A description of our method is a necessary preliminary to that of the journey upon which it was put to the test.
The reconstitution of such a road is essentially the filling up of gaps. The task would be impossible if a very large proportion did not remain evident to the eye, or recorded by continuous history. The task would be much more difficult if the gaps in question were of very great length, succeeded by equally long unbroken pieces of the existing road. Luckily, the record or preservation of the Pilgrim's Way has not fallen upon these lines. There is no continuous gap throughout the whole of these 120 miles of greater length than seven miles, and we have in what may be called the 'known portions,' stretches of ten, thirteen, and even fifteen miles, almost unbroken.

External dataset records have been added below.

Issue #895, opened 2024-03-30
Generic JSON parsing wraps the parsed value in an extra array.


issuefiler:
# Bug

```
std::expected<glz::json_t, glz::parse_error> document
	{glz::read_json<glz::json_t>(input_string)};
std::string buffer{};
glz::write_json(*document, buffer);
```

when the `input_string` (a `std::string_view` with `.remove_prefix(…)` applied) is “`{"type":"A","service_set_identifier":"","passphrase":""}`”, the parsed `glz::json_t` ends up with “`[{"passphrase":"","service_set_identifier":"","type":"A"}]`”, the original value wrapped in an array.

I’ve just stumbled upon this; not sure if this is reproducible.

issuefiler:
I cannot reproduce it with a simplified code… Let me see if this is a bug on my side.

issuefiler:
# Minimal reproducible code

When you copy(-construct) a `glz::json_t`, the copy gets wrapped in an extra array.

```C++
std::string output;
glz::write_json(glz::json_t{*(glz::read_json<glz::json_t>("{}"))}, output);
// {} → [{}]
```

stephenberry:
Thanks for bringing up this issue. I added a test case for it on this pull request: #897. The weird thing is that this only occurs on GCC, and not MSVC or Clang. I'm not yet sure which compiler is correct. Maybe GCC is wrong? I think GCC is seeing this as an initializer list rather than a copy construction.

stephenberry:
I have not been able to figure out a way to fix GCC in this case. I am fairly convinced that this is a GCC bug, because it should select the constructor that takes the type directly over the initializer list version. But, GCC is instead choosing to use the initializer list constructor even though no additional braces were added to make it an initializer list.

The cross platform solution is to use parentheses `()` for constructing your `json_t`. The following will produce the desired result:
```c++
glz::write_json(glz::json_t(*(glz::read_json<glz::json_t>("{}"))), output);
```

I'm going to convert this issue into a discussion for future reference. If you wanted, you could report this bug to GCC.

PR #897, opened 2024-04-01
Added json_t copy construction test

stephenberry:
- Also adding moves in constructors to help performance


stephenberry:
Test case for #895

Moreover, the proportion of the known to the unknown is considerable: 60 per cent. of the total distance of 120 miles is known to 40 per cent. unknown, and it must be understood that throughout this book I
speak of those parts as 'known' or 'recognised,' which have been universally admitted since the study of the subject was approached by archæologists.

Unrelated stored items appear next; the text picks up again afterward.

PR #904, opened 2024-04-02
Improved read/write supported concepts

stephenberry:
The `read_json_supported`, `write_json_supported`, and corresponding binary concepts now simply check for the existence of a template specialization for the underlying to/from functor. This simplifies the concepts, makes them more understandable, and reduces compile time. If we were to use simpler concepts that tried to invoke `op`, then we would be asking the compiler to see if it can instantiate versions of templates that we weren't even using, which is a bad idea from a compilation standpoint (both for performance and potential obscure issues in differences).

This update also adds concepts to the core read/write functions that take in configuration options. This allows us to reduce the depth of the template errors and make the output more manageable.

### DIFF
--- a/include/glaze/binary/beve_to_json.hpp
+++ b/include/glaze/binary/beve_to_json.hpp
@@ -455,14 +455,14 @@ namespace glz
                const auto complex_type = complex_header & 0b0000000'1;
                if (complex_type) {
                   // complex array
-                  const auto tag = complex_header & 0b111'00000;
+                  const auto number_tag = complex_header & 0b111'00000;
                   const auto n = int_from_compressed(it, end);
                   dump<'['>(out, ix);
                   for (size_t i = 0; i < n; ++i) {
                      dump<'['>(out, ix);
-                     beve_to_json_number<Opts>(tag, ctx, it, end, out, ix);
+                     beve_to_json_number<Opts>(number_tag, ctx, it, end, out, ix);
                      dump<','>(out, ix);
-                     beve_to_json_number<Opts>(tag, ctx, it, end, out, ix);
+                     beve_to_json_number<Opts>(number_tag, ctx, it, end, out, ix);
                      dump<']'>(out, ix);
                      if (i != n - 1) {
                         dump<','>(out, ix);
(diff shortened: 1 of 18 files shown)


stephenberry:
@arturbac, I'm tagging you here because I'm updating how `read_json_supported` and `write_json_supported` work. They are more general now, and they have been applied to the top level read/write functions as well as the core read/write functions.

They now only check for the existence of a template specialization for the underlying to/from functor. This simplifies the concepts and makes everything more straightforward.

Let me know if you expect these changes to affect your use case in a detrimental way, or if you think they look good. Thanks!

arturbac:
Checking

arturbac:
I've checked fast to json/from json/schema and rpc calls after removing from simple_enum specialization of all enums leaving only partial for bounded_enum.
IMHO looks good, names are handled by simple_enum for bounded enums and rest is handled by glaze with integrals, including rpc schema
```
enum class Color : int8_t
  {
  Green,
  Blue,
  Red = -1
  };

consteval auto adl_enum_bounds(Color)
  {
  using enum Color;
  return simple_enum::adl_info{Red, Blue};
  }
enum class ColorUnbounded: int8_t
  {
  Green,
  Blue,
  Red = -1
  };
```
```
{
  "type": [
    "object"
  ],
  "properties": {
    "color": {
      "$ref": "#/$defs/Color"
    },
    "color2": {
      "$ref": "#/$defs/ColorUnbounded"
    },
    "value": {
      "$ref": "#/$defs/int32_t"
    }
  },
  "additionalProperties": false,
  "$defs": {
    "Color": {
      "type": [
        "string"
      ],
      "oneOf": [
        {
          "const": "Red"
        },
        {
          "const": "Green"
        },
        {
          "const": "Blue"
        }
      ]
    },
    "ColorUnbounded": {
      "type": [
        "number",
        "string",
        "boolean",
        "object",
        "array",
        "null"
      ]
    },
    "int32_t": {
      "type": [
        "integer"
      ]
    }
  }
}
```

stephenberry:
Great, thanks for checking! I'll merge this in.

These two facts, the considerable proportion of the known to the unknown, and the absence of any very long stretch in which the Road is lost, facilitate the task in a manner that can be put best graphically by some such little sketch as the preceding, where the dark line is the known portion of the Road. It is evident that the filling up of the gaps is indicated by the general tendency of the rest.
There is a mass of other indications besides the mere direction to guide one in
one's research; and a congeries of these together make up what I have called the method by which we approached the problem.

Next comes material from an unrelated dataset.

PR #913, opened 2024-04-12
Custom JSON RPC error support/testing

### LINKED ISSUE #912: Is that possible for custom error to pop up as rpc::error in json-rpc?
Try to return custom errors from json-rpc server methods like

That method was to collate all the characteristics which could be discovered in the known portions of the Road, and to apply these to the search for traces of the lost portion.
Supporting such a method there are the
a priori
arguments drawn from geographical and geological conditions.
There are place-names which point out, though only faintly, the history of a village site.
There is the analogy of trails as they exist in savage countries at the present day.
There is the analogy of other portions of prehistoric tracks which still exist in Britain.
All these confirm or weaken a conclusion, but still the most important arguments are found in the characteristics which can be discovered in the known portions of the Road, and which may be presumed, in the absence of contradictory evidence, to attach to the lost portions also.
When a gap was reached, it was necessary to form an hypothesis to guide one in one's next step, and such an hypothesis could best be formed upon a comparison of all these various kinds of knowledge. The indication afforded by any one of them would, as a rule, be slight, but the convergence of a number of such indications would commonly convey a very strong presumption in favour of some particular track.
It was then our business to seek for some remaining evidences, apparent to the eye, whereby the track could be recovered. Such evidences were the well-known fact that a line of very old yews will often mark such a road where it lies upon the chalk; the alignment of some short path with a known portion behind, and a known portion before one; while, of course, the presence of a ridge or platform upon such an alignment we regarded (in the absence of any other lane) as the best guide for our search.
Occasionally, the method by which we brought our conjecture to the test had to be applied to another kind of difficulty, and a choice had to be made between two
alternative tracks, each clear and each with something in its favour; in one or two short and rare examples, the Road very plainly went one way, when by every analogy and experience of its general course it should have gone another. But, take the problem as a whole, whether applied to the commonest example, that of forming an hypothesis and then finding whether it could be sustained, or to the most exceptional (as where we found the Road making straight for a point in a river where there was no ford), the general method was always the same: to consider the geographical and geological conditions, the analogy of existing trails of the same sort, the characters we had found in the Road itself throughout its length as our research advanced, and to apply these to the parts where we were in doubt.